ポリメラーゼ連鎖反応または PCR は、DNA 鎖の何千ものコピーを作成する方法です。ポリメラーゼ酵素の能力を利用して、実験室条件下で遺伝物質のコピーを作成します。
DNA (デオキシリボ核酸) は、生物に関する無数の研究の基礎を形成します。 DNA コードから、病気の遺伝的基盤の収集、薬の開発、法医学的検査の実施、微生物の特定などを行うことができます。
そのような研究に必要な最も基本的なものは、調査対象の大量の DNA 断片です。ただし、細胞、組織、またはその他の生物学的ソースから分離された DNA は、多くの場合、分析には十分ではありません。

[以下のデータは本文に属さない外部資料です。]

PR #748, opened 2018-08-24
Fuzzing libpcap

catenacyber:
One target for a pcap file
One target for a bpf filter

We should combine both, but I am not sure what is the best way to do this.

This is for oss-fuzz integration

### DIFF
--- a/testprogs/CMakeLists.txt
+++ b/testprogs/CMakeLists.txt
@@ -38,3 +38,5 @@ add_test_executable(threadsignaltest ${CMAKE_THREAD_LIBS_INIT})
 if(NOT WIN32)
   add_test_executable(valgrindtest)
 endif()
+
+add_subdirectory(fuzz)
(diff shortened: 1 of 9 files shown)


catenacyber:
I guess the Cmakelists.txt files can be improved so that we compile fuzz targets only when we need tests, and so that it works on windows (if I understand correctly why appveyor failed)

guyharris:
> Could you fix this please?

It appears that `testprogs/fuzz/fuzz_pcap.c` uses several UN\*X APIs, such as `open()` and `ftruncate()`, so, in order for it to work on Windows, it'd have to be ported; not including `unistd.h` when built on Windows would be part of that process (but obviously not all of it).

So the simplest fix is *not* to add the `fuzz` subdirectory on Windows.

catenacyber:
Thanks @guyharris I had come to the same conclusion. I will try a bit to make my code portable

catenacyber:
That should be good to go now :-)

infrastation:
Let's try to have these changes in the master branch to unblock OSS-Fuzz for libpcap (as discussed earlier). Team, if you have substantial objections to merging this pull request, please post your comments within few days. @catenacyber, please rebase this work on the current master branch (I have briefly checked and found a small rebase conflict) and make it one nice commit.

catenacyber:
@infrastation here is the rebase + commits squashing after a few days (and I had no conflict)

infrastation:
These changes are in the master branch now, thank you.

PR #749, opened 2018-08-25
Manpage formatting

dmiller-nmap:
All manpage references such as pcap_create(3PCAP) will now be formatted
with the identifier (e.g. "pcap_create") in **bold** and the section
name (e.g. "(3PCAP)") in roman (default) face. This is how most manpages
seem to be formatted and makes things more consistent.

I'm assuming due to some of the errors found that it is appropriate to submit a patch for the roff files directly, and that they are not generated from some other source. Do correct me if I am wrong, thanks.


guyharris:
> This is how most manpages seem to be formatted

On which operating system?  On macOS, whose man pages are probably pretty close to those of other BSD-flavored UN\*Xes, the open(2) and getpwent(3) man pages' SEE ALSO sections do *not* boldface the man page names, for example.

infrastation:
If it helps, boldfacing of man page names in SEE ALSO:
* happens on a 2018 Linux in `man 2 open` from glibc, and
* happens on Solaris 11 in `man fopen` from libc, but
* does not happen on Solaris 11 in `man open` from Tcl.

dmiller-nmap:
This keeps the SEE ALSO section in concordance with the manpage references added in a710ddc83c9ec174d417c695d5f0ada310ff9660, and also fixes some inconsistencies in how the section portion of the manpage reference was bolded.

infrastation:
For clarity, I do not know how many styles exist. If there is more than one style, I do not have a preferred one. That said, it would be nice to use one style/convention consistently in the man pages as it keeps maintenance simple.

dmiller-nmap:
For my part, I was looking to use https://github.com/bagder/roffit to
render these docs for Npcap, and it only links pages that are in bold.
Presumably you're using a different renderer on tcpdump.org that doesn't
have the same limitation.

infrastation:
Historically www.tcpdump.org had the HTML man pages generated with plain man2html on a very irregular basis. At some point I had scripted that process and started to add layers of man2html-specific post-processing to make the output HTML more useful for the web-site. Hence what you see in the browser now isn't exactly what man2html delivers (including hyperlinks to other man pages, see `regen_manpages.sh` in tcpdump-htdocs if interested).

Potentially it is possible to switch to a different HTML generator and to amend the post-processing as required. I remember trying some other tools (one definitely being mandoc) and not seeing better deliverables. Maybe I did not look well enough, in that case if somebody else is able to see the gain of a different HTML generator and deliver it without regressions, I would not get in the way of such a contribution.

PR #750, opened 2018-08-26
Ignore net only on root directory

orgads:
There are `/bpf/net` and `/Win32/Include/net` which are part of the repository.


infrastation:
As of release 1.9.0 libpcap has no `Include` in `Win32`.

orgads:
Sorry, I needed this for for an earlier version and didn't notice that these directories were removed.

PR #752, opened 2018-08-30
Fix multiple declaration of bpf_ functions

### LINKED ISSUE #751: Redudant declaration of bpf_filter and bpf_validate
- *version*: master (18ea67cd) exists in previous version, tried 1.7, 1.6 and 1.5 branches
- *OS*: archlinux (gcc 8.2.0), debian stretch (gcc 6.3.0)
- *flags*: No configure flags

## Issue Description

**NOTE**: This is only showing when using a locally built *libpcap* and not installing it on system, see explanations below.

The declarations of *bpf_filter()* and *bpf_validate()* exists in both [pcap/pcap.h](https://github.com/the-tcpdump-group/libpcap/blob/master/pcap/pcap.h#L516-L528) and [pcap/bpf.h](https://github.com/the-tcpdump-group/libpcap/blob/master/pcap/bpf.h#L257-L259)

So when building an object when using with *-Wredudant-decls* AND a local *libpcap* we will have multiple declarations of these functions and gcc will output a warning:

> ./pcap/pcap.h:524:18: warning: redundant redeclaration of ‘bpf_filter’ [-Wredundant-decls]

**WHY**: What actually happens is that when using an installed libpcap, the preprocessor will disable some of the warning, as explained [here](https://gcc.gnu.org/onlinedocs/cpp/Preprocessor-Output.html) on the '3' description:

> ‘3’ This indicates that the following text comes from a system header file, so certain warnings should be suppressed.

When generating a file including *pcap.h* from system the output of a gcc -E command will look like:

```
# 1 "/usr/include/pcap.h" 1 3 4
```

While the same with a local header will be:

```
# 1 "./pcap.h" 1
```

Just to let you know, I stumbled upon this as a project at  work needs *ENABLE_REMOTE*, so currently we build the lib and link to static lib locally.

## How to reproduce

Using an empty code including *pcap.h*:

```C
#include "pcap.h"

int main(void)
{
    return 0;
}
```

Compile it from a libpcap folder using local header, with the appropriate warning:

```
$ gcc -Wredundant-decls -I . -c /tmp/test.c -o test.o                                                                                                               
In file included from ./pcap.h:43,                                                                                                                                                                               
                 from /tmp/test.c:1:                                                                                                                                                                             
./pcap/pcap.h:524:18: warning: redundant redeclaration of ‘bpf_filter’ [-Wredundant-decls]                                                                                                                       
   PCAP_API u_int bpf_filter(const struct bpf_insn *, const u_char *, u_int, u_int);                                                                                                                             
                  ^~~~~~~~~~                                                                                                                                                                                     
In file included from ./pcap/pcap.h:88,                                                                                                                                                                          
                 from ./pcap.h:43,                                                                                                                                                                               
                 from /tmp/test.c:1:                                                                                                                                                                             
./pcap/bpf.h:258:16: note: previous declaration of ‘bpf_filter’ was here                                                                                                                                         
 PCAP_API u_int bpf_filter(const struct bpf_insn *, const u_char *, u_int, u_int);                                                                                                                               
                ^~~~~~~~~~                                                                                                                                                                                       
In file included from ./pcap.h:43,                                                                                                                                                                               
                 from /tmp/test.c:1:                                                                                                                                                                             
./pcap/pcap.h:526:14: warning: redundant redeclaration of ‘bpf_validate’ [-Wredundant-decls]                                                                                                                     
 PCAP_API int bpf_validate(const struct bpf_insn *f, int len);                                                                                                                                                   
              ^~~~~~~~~~~~                                                                                                                                                                                       
In file included from ./pcap/pcap.h:88,                                                                                                                                                                          
                 from ./pcap.h:43,                                                                                                                                                                               
                 from /tmp/test.c:1:                                                                                                                                                                             
./pcap/bpf.h:257:14: note: previous declaration of ‘bpf_validate’ was here                                                                                                                                       
 PCAP_API int bpf_validate(const struct bpf_insn *, int);
```

Using system header shows no warning:

```
$ gcc -Wredundant-decls -c /tmp/test.c -o test.o

$
```

## Additional notes

The preprocessor output:

```
$ gcc -Wredundant-decls -c /tmp/test.c -o test.e -E && grep pcap.h test.e | head -n 3                                                                             
# 1 "/usr/include/pcap.h" 1 3 4                                                                                                                                                                                  
# 43 "/usr/include/pcap.h" 3 4
# 1 "/usr/include/pcap/pcap.h" 1 3 4

$ gcc -Wredundant-decls -I . -c /tmp/test.c -o test.e -E && grep pcap.h test.e | head -n 3                                                                        
# 1 "./pcap.h" 1                                                                                                                                                                                                 
# 43 "./pcap.h"
# 1 "./pcap/pcap.h" 1
```

bleader:
This fixes #751.
I'm thinking this may be the proper way to do it, based  on my understanding. I tested a *tcpdump* compilation with this and it worked. If this isn't the right way to do it let me know.

### commit log
pcap.h will include pcap/pcap.h and pcap/bpf.h that both defines the
bpf_filter and bpf_validate functions.

In most cases this won't be an issue, most people are using the libpcap
as a system library, gcc preprocessor will therefore disable part of the
warnings according to the `3` in
https://gcc.gnu.org/onlinedocs/cpp/Preprocessor-Output.html

In case libpcap is included in a project that actually have more warning
(-Wredundant-decls), and also using local headers we end up having quite
a lot of warning.

### DIFF
--- a/pcap/bpf.h
+++ b/pcap/bpf.h
@@ -254,9 +254,20 @@ struct bpf_aux_data {
 #define BPF_STMT(code, k) { (u_short)(code), 0, 0, k }
 #define BPF_JUMP(code, k, jt, jf) { (u_short)(code), jt, jf, k }
 
-PCAP_API int bpf_validate(const struct bpf_insn *, int);
-PCAP_API u_int bpf_filter(const struct bpf_insn *, const u_char *, u_int, u_int);
+/*
+ * On at least some versions of NetBSD and QNX, we don't want to declare
+ * bpf_filter() here, as it's also be declared in <net/bpf.h>, with a
+ * different signature, but, on other BSD-flavored UN*Xes, it's not
+ * declared in <net/bpf.h>, so we *do* want to declare it here, so it's
+ * declared when we build pcap-bpf.c.
+ */
+#if !defined(__NetBSD__) && !defined(__QNX__)
+  PCAP_API u_int	bpf_filter(const struct bpf_insn *, const u_char *, u_int, u_int);
+#endif
 extern u_int bpf_filter_with_aux_data(const struct bpf_insn *, const u_char *, u_int, u_int, const struct bpf_aux_data *);
+PCAP_API int	bpf_validate(const struct bpf_insn *f, int len);
+PCAP_API char	*bpf_image(const struct bpf_insn *, int);
+PCAP_API void	bpf_dump(const struct bpf_program *, int);
 
 /*
  * Number of scratch memory words (for BPF_LD|BPF_MEM and BPF_ST).
--- a/pcap/pcap.h
+++ b/pcap/pcap.h
@@ -513,20 +513,6 @@ PCAP_API void	pcap_freealldevs(pcap_if_t *);
  */
 PCAP_API const char *pcap_lib_version(void);
 
-/*
- * On at least some versions of NetBSD and QNX, we don't want to declare
- * bpf_filter() here, as it's also be declared in <net/bpf.h>, with a
- * different signature, but, on other BSD-flavored UN*Xes, it's not
- * declared in <net/bpf.h>, so we *do* want to declare it here, so it's
- * declared when we build pcap-bpf.c.
- */
-#if !defined(__NetBSD__) && !defined(__QNX__)
-  PCAP_API u_int	bpf_filter(const struct bpf_insn *, const u_char *, u_int, u_int);
-#endif
-PCAP_API int	bpf_validate(const struct bpf_insn *f, int len);
-PCAP_API char	*bpf_image(const struct bpf_insn *, int);
-PCAP_API void	bpf_dump(const struct bpf_program *, int);
-
 #if defined(_WIN32)
 
   /*


bleader:
It looks like the failed test is the setup of the CI that fails, if I'm not mistaken.

infrastation:
After restarting the failed job the build has passed.

guyharris:
> It looks like the failed test is the setup of the CI that fails, if I'm not mistaken. Not sure if there's an easy way to retrigger a specific job.

If you go to the page for a Travis build, each of the jobs should have a restart button on the right-hand edge of the entry for the job; pushing that will restart the job.

guyharris:
> I'm thinking this may be the proper way to do it, based on my understanding. I tested a tcpdump compilation with this and it worked. If this isn't the right way to do it let me know.

This raises a bigger issue, namely that if `net/bpf.h` declares `bpf_filter()` one way and libpcap defines it another way, even `pcap-bpf.c` needs a declaration that matches how libpcap defines it, not how `net/bpf.h` (mistakenly) declares it.  ("Mistakenly" because it should *not* be declaring the *kernel's* version of `bpf_filter()` unless it's being used in a *kernel* build; other \*BSDs, and macOS, declare it only in kernel builds by testing for a `#define` such as `KERNEL` or `KERNEL_PRIVATE`, but NetBSD doesn't - it *should*, but it doesn't.)

So I have a bigger change that should address this; it renames the internal-to-pcap filtering routine as `pcap_filter()`, which is *not* exported from the library, and has `bpf_filter()` as a wrapper around it that *is* exported.  Everything inside libpcap should be using `pcap_filter()` (unless it uses `pcap_filter_with_aux_data()`), which will be declared by `pcap-int.h`.

bleader:
> If you go to the page for a Travis build, each of the jobs should have a restart button on the right-hand edge of the entry for the job; pushing that will restart the job.

I didn't find it, my understanding, is that this button is only accessible to people with write permission on the repository, the suggested way for others is to close and reopen the pull-request, which felt pretty ugly, so I didn't do it.

> This raises a bigger issue, namely that if net/bpf.h declares bpf_filter() one way and libpcap defines it another way, even pcap-bpf.c needs a declaration that matches how libpcap defines it, not how net/bpf.h (mistakenly) declares it.
> 
> So I have a bigger change that should address this; it renames the internal-to-pcap filtering routine as pcap_filter(), which is not exported from the library, and has bpf_filter() as a wrapper around it that is exported. Everything inside libpcap should be using pcap_filter() (unless it uses pcap_filter_with_aux_data()), which will be declared by pcap-int.h.

I agree, and the solution seems a good way to do it, not that you need my approval anyway, but as it is related, I felt like giving my opinion.

Thanks for the merge!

したがって、科学者はより多くの DNA のコピーを作成する必要があります。
ここで、「ポリメラーゼ連鎖反応」の重要な役割が明らかになります。
ポリメラーゼ連鎖反応とは?
PCR は、ポリメラーゼ酵素の能力を利用して、実験室条件下で遺伝物質のコピーを作成します。
PCR の前に、DNA のコピーは、特定の DNA フラグメントを分離し、それを生細胞のゲノムに挿入することによって作成されていました。生きた細胞は、挿入された DNA を複製しながら、自身の DNA を複製しました。この技術は、さらなる研究に十分な DNA コピーを生成するための骨の折れる、時間のかかる方法でした.
しかし、もはやそうではありません。この進歩の功績のほとんどは、1983 年に「ポリメラーゼ連鎖反応」(PCR)を発明し、「バイオテクノロジー革命」の始まりを示した Kary Mullis に帰します。今日、PCR は小規模なラボでも非常に一般的なラボ技術であり、定期的に DNA コピーを生成するために使用されています。
PCR は、「分子フォトコピー」としてよく知られているプロセスを通じて、目的の DNA のコピーを選択的に作成できます。 PCR を使用して DNA のいくつかのコピーが合成されると、DNA は「増幅」されます。
ポリメラーゼ連鎖反応 (PCR) は in vitro DNA ポリメラーゼを使用して目的の DNA の複数のコピーを生成する技術。 (写真提供:kozhedub_nc/Shutterstock)
PCR 反応の成分は何ですか?
PCR 反応の重要な構成要素は、テンプレート DNA、プライマー、ヌクレオチド、および耐熱性 DNA ポリメラーゼです。これらの各コンポーネントについて簡単に学びましょう。
最も単純なバクテリアから最も複雑な動物や植物までの DNA を PCR に使用できます。ただし、全 DNA (テンプレート DNA) は PCR にかけられません。プロセス中に小さなセクションのみが増幅されます。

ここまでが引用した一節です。